Issue #607, opened 2022-07-05
Pass cookies when renewing access token


thomasmikava:
Is it possible to include cookies in the request when any request (such as access token renewal) is sent? It should be possible by passing `{ credentials: 'include' }` to `fetch` function, but currently it's not possible to specify extra settings to `fetch`.

pamapa:
related to #608

PR #659, opened 2022-08-30
new option refreshWithCredentials sends cookies with token refresh

oberhamsi:
fixes https://github.com/authts/oidc-client-ts/issues/607

PR could be improved by allowing more `credentials` settings besides include.

the PR is very helpful in the case that the openid server sets cookies which can be updated by refresh so that silent signin works longer.

### Checklist

- [x ] This PR makes changes to the public API 
- [ x] I have included links for closing relevant issue numbers

### DIFF
--- a/src/JsonService.ts
+++ b/src/JsonService.ts
@@ -23,6 +23,7 @@ export interface PostFormOpts {
     body: URLSearchParams;
     basicAuth?: string;
     timeoutInSeconds?: number;
+    withCredentials?: boolean;
 }
 
 /**
@@ -123,6 +124,7 @@ export class JsonService {
         body,
         basicAuth,
         timeoutInSeconds,
+        withCredentials,
     }: PostFormOpts): Promise<Record<string, unknown>> {
         const logger = this._logger.create("postForm");
         const headers: HeadersInit = {
@@ -132,11 +134,15 @@ export class JsonService {
         if (basicAuth !== undefined) {
             headers["Authorization"] = "Basic " + basicAuth;
         }
+        let initCredentials = {};
+        if (withCredentials) {
+            initCredentials = { "credentials": "include" };
+        }
 
         let response: Response;
         try {
             logger.debug("url:", url);
-            response = await this.fetchWithTimeout(url, { method: "POST", headers, body, timeoutInSeconds });
+            response = await this.fetchWithTimeout(url, { method: "POST", headers, body, timeoutInSeconds, ...initCredentials });
         }
         catch (err) {
             logger.error("Network error");
--- a/src/JsonService.ts
+++ b/src/JsonService.ts
@@ -23,7 +23,7 @@ export interface PostFormOpts {
     body: URLSearchParams;
     basicAuth?: string;
     timeoutInSeconds?: number;
-    corsCredentials?: "same-origin" | "include" | "omit";
+    initCredentials?: "same-origin" | "include" | "omit";
 }
 
 /**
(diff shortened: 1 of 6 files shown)


pamapa:
- Test fails
- would be nice if as you noted more options would be supported
  - "same-origin" (default)
  - "include"
  - "omit"
- the settings name could be more explicit
  - refreshTokenCredentials?: "same-origin" | "include" | "omit"

oberhamsi:
thanks for the quick review, i fixed the unit test and changed it to `refreshTokenCredentials` and allow all possible options

src/JsonService.ts
```diff
@@ -23,6 +23,7 @@ export interface PostFormOpts {
     body: URLSearchParams;
     basicAuth?: string;
     timeoutInSeconds?: number;
+    corsCredentials?: "same-origin" | "include" | "omit";
```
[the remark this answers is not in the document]
oberhamsi: i simplified the initCredentials creation. i can rename `corsCredentials` too but i don't see the benefit

src/OidcClientSettings.ts
```diff
@@ -102,6 +102,11 @@ export interface OidcClientSettings {
     extraQueryParams?: Record<string, string | number | boolean>;
 
     extraTokenParams?: Record<string, unknown>;
+
+    /**
+     * CORS settings for credentials sent with the refresh request.
```
pamapa, line 107: Improve the documentation:
`Credentials used by fetch with the refresh request. (default: "same-origin")`

I guess its better to explicitly set `refreshTokenCredentials` to "same-origin", to avoid possible but unlikely different browser defaults...

src/OidcClientSettings.ts
```diff
@@ -168,6 +175,7 @@ export class OidcClientSettingsStore {
         mergeClaims = false,
         // other behavior
         stateStore,
+        refreshTokenCredentials,
```
pamapa, line 178: refreshTokenCredentials = "same-origin"

See comment above, why...

oberhamsi: yes, will do. though about this too :)

src/OidcClientSettings.ts
```diff
@@ -150,6 +155,8 @@ export class OidcClientSettingsStore {
     public readonly extraQueryParams: Record<string, string | number | boolean>;
     public readonly extraTokenParams: Record<string, unknown>;
 
+    public readonly refreshTokenCredentials: "same-origin" | "include" | "omit" | undefined;
```
pamapa, line 158: no undefined needed

src/TokenClient.ts
```diff
@@ -31,6 +31,8 @@ export interface ExchangeRefreshTokenArgs {
     scope?: string;
 
     timeoutInSeconds?: number;
+
```
pamapa, line 34: avoid newline here

src/OidcClientSettings.ts
oberhamsi: defaulting to same-origin in OidcClientSettingsStore

src/JsonService.ts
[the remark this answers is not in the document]
pamapa: it has only indirectly to do with cors, e.g. "omit" will not send any cookie at all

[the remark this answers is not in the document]
oberhamsi: ah yes, i changed it to `initCredentials`

pamapa:
Looks good, ready to merge? I will squash all commit into one unless you rebase first :-) ...

pamapa (approved):

oberhamsi:
Yes, looks good to me. Merge at your pleasure

pamapa:
Nice work, thanks for contributing!

PR #690, opened 2022-09-16
fix id_token is lost on silent refresh token renewal

### LINKED ISSUE #688: User profile information is lost when refresh token is used.
Hi!

I've run into an issue where the profile object on my User is empty after the refresh token is used to get a new access token. It looks like useRefreshToken in the client generates an empty SigninResponse and merges in the new access and refresh tokens to that object. That causes an empty profile to get returned when the new User object is created. Should we maybe include the profile in the RefreshState object so it can be merged into the new User? Or am I just doing something incorrectly. Thanks for the help!

pamapa:
Closes/fixes #688

### Checklist

### DIFF
--- a/src/ResponseValidator.ts
+++ b/src/ResponseValidator.ts
@@ -82,12 +82,20 @@ export class ResponseValidator {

◆ Task to complete: Select and copy each line from the data that includes the word "silent".

◆ Answer area:
the PR is very helpful in the case that the openid server sets cookies which can be updated by refresh so that silent signin works longer.
fix id_token is lost on silent refresh token renewal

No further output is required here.